Maybe it's just the audio dramatization that allowed me to plod through Leto's dialogue without the mental fatigue of reading it. But I was moved by this book.
 
Welcome to chronicles, Grimmond. :)

I thoroughly enjoyed the book "Dune", and note a number of people regard it as an exceptional example of third person omniscient point of view.

However, I couldn't personally read Dune Messiah and all that followed, because the point of view use in the writing changed completely. It left the sense that the sequels as somehow forced, so I preferred to enjoy Dune as a standalone, without following it up.

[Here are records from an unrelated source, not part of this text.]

PR #777, opened 2023-08-15
fix: upgrade to cairo 2.1.1 missing versions

dbejarano820:
The latest [commit](https://github.com/dojoengine/dojo/commit/63be0c58c36bdfc1030e38ac3726d655cc308c58) missed a couple of correct versions which is causing issues.

This PR fixes that


kariy:
> The latest [commit](https://github.com/dojoengine/dojo/commit/63be0c58c36bdfc1030e38ac3726d655cc308c58) missed a couple of correct versions which is causing issues.

what issues are you facing? afaik, as long `cairo` follow semver rules properly then there shouldn't be any issue. but will merge anyway

PR #778, opened 2023-08-16
fix the parameter order for the "is_writer" function call.

yang163-yang:
The `is_writer` funtion call has a incorrect parameter order.
Since `is_writer` is defined as
`fn is_writer(self: @T, component: felt252, system: felt252) -> bool;`

The call in `world.cairo` is `IWorld::is_writer(@self, caller_system(@self), component)`


tarrencev:
ah thank you! we should add a test here too

PR #783, opened 2023-08-16
Support updating worlds

tarrencev:


crates/sozo/src/ops/migration/mod.rs
kariy, line 1: not sure what you mean by this 
> support updating worlds

i assume you want to allow updating World with just the `--name` flag, without specifying `--world <ADDRESS>`? if `--world` is not provided then the current migration logic would attempt to migrate everything tho as it wouldn't be able to compute the correct diff between local and remote World.

not sure if that's what you wanted for this PR

tarrencev: The goal is to allow developers to migrate by name. Perhaps we should revert this and rather:
- compute the world address based on the name
- check if a remote world exists there
- if so, set world address so remote manifest is loaded

Issue #785, opened 2023-08-16
[sozo] Fetch `--name` from toml in migration


ponderingdemocritus:
**Is your feature request related to a problem? Please describe.**
To migrate users have to:

```
sozo migrate --name example
```

**Describe the solution you'd like**
Following the pattern of config in the Scarb.toml file, if a `name` exists in the Scarb.toml `sozo` should use it.

So it would pull the `name` from the .toml and allow:

```
sozo migrate
```

lambda-0x:
blocked on discussion for other issues, so am working on this.

Issue #678, opened 2023-07-26
[Sozo] Updating component / sytem results in permissions error


tarrencev:
After migrating a world with `sozo migrate`, making a change to an existing component / system then running `sozo migrate` again results in the following permissions error:

```
[2023-07-26T02:26:35Z WARN  katana_core::backend] Transaction execution error: "Error in the called contract (0x03ee9e18edc71a6df30ac3aca2e0b02a198fbce19b7480a63a0d71cbd76652e0):
    Error at pc=0:81:
    Got an exception while executing a hint: Custom Hint Error: Execution failed. Failure reason: \"only owner can update\".
    Cairo traceback (most recent call last):
    Unknown location (pc=0:731)
    Unknown location (pc=0:677)
    Unknown location (pc=0:291)
    Unknown location (pc=0:314)
 ```
 
 In this flow, the deployer should be the owner of components / systems they creates and this error should not be thrown

dpinones:
@tarrencev can I take this one?

kariy:
> How should the flow be when making changes to an existing component/system?

to update World, just do `sozo migrate --world <WORLD_ADDRESS>`. 

this will compute the diffs of the local World against the remote one (as specified using `--world` option) and perform any updates if theres any

PR #790, opened 2023-08-17
feat(sozo): default `--name` to be package name from `Scarb.toml`

lambda-0x:
Fix: #785 

Not able to test this properly due to #678

also i think it would be great if we print the world seed somewhere on console, how about something like:

```
Migration account: 0x3ee9e18edc71a6df30ac3aca2e0b02a198fbce19b7480a63a0d71cbd76652e0
World seed: dojo_examples (or whatever was passed) 

[1] 🌎 Building World state....
  > No remote World found
[2] 🧰 Evaluating Worlds diff....
  > Total diffs found: 7
[3] 📦 Preparing for migration....
  > Total items to be migrated (7): New 7 Update 0
  
 ```

### DIFF
--- a/crates/sozo/src/ops/migration/mod.rs
+++ b/crates/sozo/src/ops/migration/mod.rs
@@ -45,7 +45,7 @@ where
     // Setup account for migration and fetch world address if it exists.
 
     let (world_address, account) =
-        setup_env(account, starknet, world, env_metadata.as_ref(), config).await?;
+        setup_env(account, starknet, world, env_metadata.as_ref(), config, name.as_ref()).await?;
 
     // Load local and remote World manifests.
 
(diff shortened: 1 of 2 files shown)

### CODE REVIEW

**Comment by ponderingdemocritus** [comment]
This is great, I agree printing the name is important

**Review by ponderingdemocritus — APPROVED** [review]

**Comment by lambda-0x** [comment]
okay then i will add it in this PR

File: crates/sozo/src/ops/migration/mod.rs [hunk 1]
```diff
@@ -112,7 +113,10 @@ async fn setup_env(
 
         let address = account.address();
 
-        config.ui().print(format!("\nMigration account: {address:#x}\n"));
+        config.ui().print(format!("\nMigration account: {address:#x}"));
+        if let Some(name) = name {
+            config.ui().print(format!("\nWorld seed: {name}\n"));
```
tarrencev, line 118: Let's use "World name " here to be consistent with the cli arg name @lambda-0x

lambda-0x: https://github.com/dojoengine/dojo/pull/801

PR #797, opened 2023-08-18
feat(katana): messaging with L1

glihm:
The first implementation I had for messaging was using shell commands execution with `cast` and `starkli`.

This new version uses `starknet-rs` and `ethers-rs` directly.

This PR is the first of three, in order to add messaging capabilities to Katana.
This PR is only about messaging with L1 in order to replicate the on-chain behavior
of Starknet messaging and test it locally.

## Messaging briefly explain
In Starknet, the messaging with Ethereum works as follow:

### L1 -> L2
1. On the L1, a contract calls the `Starknet Core Contract` in order to send a message to a L2 contract.
2. The `Starknet Core Contract` emits a log related to this message, and the Starknet sequencer gather this log.
3. Once the sequencer gathered the log and validates it, the L2 contract is directly called with a `L1HandlerTransaction` generated by the sequencer itself as the message contains the contract address, the selector and the payload.
4. Therefore, we can say that the message is "automatically consumed".

### L2 -> L1
1. A contract in cairo executes the `send_message_to_l1_syscall`, which includes the message in the block output, and register the hash into the state.
2. To be consumed on L1, the block must be proven and verified on L1, which will trigger the logic in the `Starknet Core Contract` to account the message hash as "consumable". Only the hash is registered, so you should keep the content of the message for the next step.
3. From here, a transaction must be issued on Ethereum (with the entire message payload) in order to consume the message. At this step, the `Starknet Core Contract` ensures that the hash matches the content of the message.

Due to this asymmetry, one can see the first limitation of testing -> the block must be proven and then verified. We don't have this for testing (yet).

As the verification process of the block containing the message is only about incrementing a reference count on the message hash, the shortcut we take here is the following:

We deploy a modified `Starknet Core Contract` on L1 devnode, and we can directly push a message hash to be accounted as "consumable" to this contract. This avoids the needs of proving and verifying the block on L1 devnode.

## How to run the code

I've used `Makefile` for quickness, but if someone knows a better rusty tool for that, I'll be happy to use it. Also, Starknet Foundry is coming strong, and the scripting capabilities will drastically increase the UX in dev.

Basically, the messaging has 3 parts:
1. The messaging directory, with the worker in the `mod.rs` handling the generic operations.
2. Ethereum messaging having the logic to communicate with L1 devnode.
3. The contracts (cairo and solidity) to run the demo (test suite coming soon).

Also, the development flow is now configured with addresses that will not change, except if the `contract_1` in cairo is modified. Please check the README in each section.

First, you need [scarb](https://github.com/software-mansion/scarb), [starkli](https://github.com/xJonathanLEI/starkli) and [forge](https://github.com/foundry-rs/foundry) installed.

An easy way to use all the Makefiles is to go into katana crate, and at the root of it, using the `-C` option of make to run Makefiles in other directories. Like this, you can control everything being in the same directory.

### Running katana and anvil
In a first terminal run:
```bash
make -C core/src/messaging/ run_dev_eth
```
This will compile katana, start a new anvil process with the modified `Starknet Core Contract` already deployed + one demo contract, and then run katana pre-configured with the ethereum addresses.
You can check the `logs` folder into solidity contracts folder to see the deployed addresses.
```json
{
  "contract1_address": "0xe7f1725E7734CE288F8367e1Bb143E90bb3F0512",
  "sncore_address": "0x5FbDB2315678afecb367f032d93F642f64180aa3",
  "success": true
}
```

### Sending transactions
Then, open a second terminal for all the following commands.

1. Declare and deploys the cairo testing contract that can send/receive messages.
```bash
make -C core/contracts/messaging/cairo/ declare_deploy
```

2. Send message `L1->L2`:
```bash
make -C core/contracts/messaging/solidity/ send_msg \
    l1_contract=0xe7f1725E7734CE288F8367e1Bb143E90bb3F0512 \
    l2_contract=0x07cec48370067aa8c93397034ea8470f407651c206549ba3b7618dfd1f73b080 \
    selector_str=msg_handler_value \
    payload="[123]"
```
You should see in katana tracing the `L1HandlerTransaction` being executed:
```bash
[2023-08-18T03:05:36Z TRACE katana_core::messaging] L1Handler transaction to be executed:
    |      tx_hash     | 0x73d6ef19e1b93915bee03aaa81820a3f277a122717139515348daabd7086ebb
    | contract_address | 0x7cec48370067aa8c93397034ea8470f407651c206549ba3b7618dfd1f73b080
    |     selector     | 0x5421de947699472df434466845d68528f221a52fce7ad2934c5dae2e1f1cdc
    |     calldata     | [0xe7f1725e7734ce288f8367e1bb143e90bb3f0512, 0x7b]
    
    
[2023-08-18T03:05:36Z INFO  katana_core::backend::executor] Transaction received | Hash: 0x73d6ef19e1b93915bee03aaa81820a3f277a122717139515348daabd7086ebb
[2023-08-18T03:05:36Z TRACE katana_core::backend::executor] Transaction resource usage: Steps: 1143 | L1 Gas: 14643 | Pedersen: 11 | Range Checks: 19
```
Try to change the value sent to see how the contract behaves.

3. Send message `L2->L1`:
```bash
make -C core/contracts/messaging/cairo/ send_msg_struct \
    l2_contract=0x07cec48370067aa8c93397034ea8470f407651c206549ba3b7618dfd1f73b080 \
    l1_contract=0xe7f1725E7734CE288F8367e1Bb143E90bb3F0512 \
    data="255 6"
```
You should then see the transaction fired into anvil (takes few seconds) to push the message hash as pre-registered (this emulate the verification process on L1 to register the message hash as consumable):
```bash
[2023-08-18T03:07:25Z TRACE katana_core::messaging::ethereum_messenger] Transaction on L1 for 1 message: 0x727c1c99e633048e10eabe7677ea5b19e06763c41c002ec86e605999931b5c4f
[2023-08-18T03:07:25Z TRACE katana_core::messaging] Message to L1 being sent:
    |     hash     | 0xbcf0571f8e5fc95f22dddbb11b57050243da13a1d7debb72ac30430ab8222021
    | from_address | 0x3ee9e18edc71a6df30ac3aca2e0b02a198fbce19b7480a63a0d71cbd76652e0
    |  to_address  | 0xe7f1725e7734ce288f8367e1bb143e90bb3f0512
    |   payload    | [0xff, 0x6]
```

4. Consume a message sent from `L2`:
```bash
make -C core/contracts/messaging/solidity/ consume_msg \
    l1_contract=0xe7f1725E7734CE288F8367e1Bb143E90bb3F0512 \
    l2_account=0x3ee9e18edc71a6df30ac3aca2e0b02a198fbce19b7480a63a0d71cbd76652e0 \
    payload="[255,6]"
```
If the message `payload` and `l2_account` (corresponding to `from_address`) are invalid, you will see the L1 test contract reverting with an error from `Starknet Core Contract` which is the same as deployed on testnet and mainnet -> `INVALID_MESSAGE_TO_COMSUME`.

You can also try to call 2 times the consume with the same arguments, and the second call will revert as the message is not longer available.

## On progress

1. Test suite for L1-L2 messaging implementation (`Messenger Trait` and it's implementation), to ensure everything is well connected.
2. Porting my existing code where I replicated the L1-L2 messaging to work with L2-AppChain. This works with a contract similar to `Starknet Core Contract` deployed on L2, which allows the exact same logic being applied between an AppChain and Starknet.
3. The last step will be a `message execute` instead of a `message consume` strategy. This will allow AppChains to directly execute contract code on Starknet, without this manual step of consumption.


glihm:
Comment to not forget, perhaps messaging configuration may live in a file instead of command line args. And we may only have `katana --messaging conf.file`.

PR #799, opened 2023-08-18
feat(torii): NameWhereInput type for component filtering

broody:
Plural component queries has NameWhereInput input object as an argument for filtering. Borrowing a subset of filter syntax from entgo: https://entgo.io/he/docs/tutorial-todo-gql-filter-input/

Each component member has 6 comparators - greater than, greater than or equal, less than, less than or equal, not equal, and equal. 

Example
```
#[derive(Component, Copy, Drop, Serde, SerdeLen)]
struct Player {
  #[key]
  address: ContractAddress,
  health: u8,
  mana: u8,
  name: felt252,
}
```

``` 
playerComponents(
  first: 10,
  where: { 
    healthGTE: 20, 
    manaLT: 100, 
    nameNEQ: "foobar" 
  }
) {
  totalCount
  edges {
    cursor
    nodes {
      health
      mana
      name
    }
  }
}
```


aymericdelab:
can we get this merged?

Others very much disagree. :)
 
I didn't realize the POV changed between the two. That's odd because I always heard that Dune Messiah was originally part of Dune but the publisher wanted to separate them. Maybe Herbert reworked it before publication. Anyway, maybe you could read it now after you've spent some time away from the first book so the POV shift won't seem as radical.
 
I didn't realize the POV changed between the two. That's odd because I always heard that Dune Messiah was originally part of Dune but the publisher wanted to separate them. Maybe Herbert reworked it before publication. Anyway, maybe you could read it now after you've spent some time away from the first book so the POV shift won't seem as radical.

Actually, it's my understanding Dune is a combination, rather than that Dune Messiah was split out. Dune World was serialized in 1963-4 (Analog), and The Prophet of Dune was serialized in 1965 (Analog) and both were combined as Dune (1965, Chilton). Dune Messiah wasn't serialized until 1969 (Galaxy) and an even longer gap occurred before 1976's Children of Dune.

I endured a first read of God Emperor (1981) and Heretics (1984) but couldn't make it to Chapterhouse (1985) and only possess the first three at this point. I could see that being reduced to just the one if I ever get around to re-reading them, though all three may survive. The way I remember it, IMO, #1 resolved satisfactorily but made me willing to try #2 and it ended in a completely non-standalone fashion that gave me the option of quitting in midair or going on to #3. I went on to #3 and it wasn't bad and more or less ended and I could have and should have stopped right there. But it certainly left room for #4 and I went on to that but it wasn't good (or, as I said, needed). No idea why I read #5 and it was pretty completely useless. So I dumped #4 & #5, never did read #6, and feel ambivalent about #2 & #3. IOW, you're probably okay, Brian. :)
 
The three books were conceived as a trilogy, but written separately. Only Dune was split for magazine publication.
 
I think the great strength of Frank Herbert was his “World Building”. There are few people who can do this as well. The World makes the characters and visa versa. The only additional author I’ve read that did it as well was James Clavell. I know that Shogun is not sci-fi but there is a correlation to the character development that’s relevant to both novels. Clavell as Herbert took a main character that lived in a world that is (somewhat) familiar to us and introduce alien societies that seem backward, and yes uncultured. By the end of the stories our perspectives of the societies have flipped. The idea of a barbaric society, (as I know it because I sympathize/ live with it) changes and now I see the life as different not wrong. Somehow the familiar is now barbaric and I mentally turn my back on the society that judged one as not simpatico. :rolleyes:
 
I finally, purchased the original Dune book.... but im currently reading Clarke and won't get to it for a few weeks.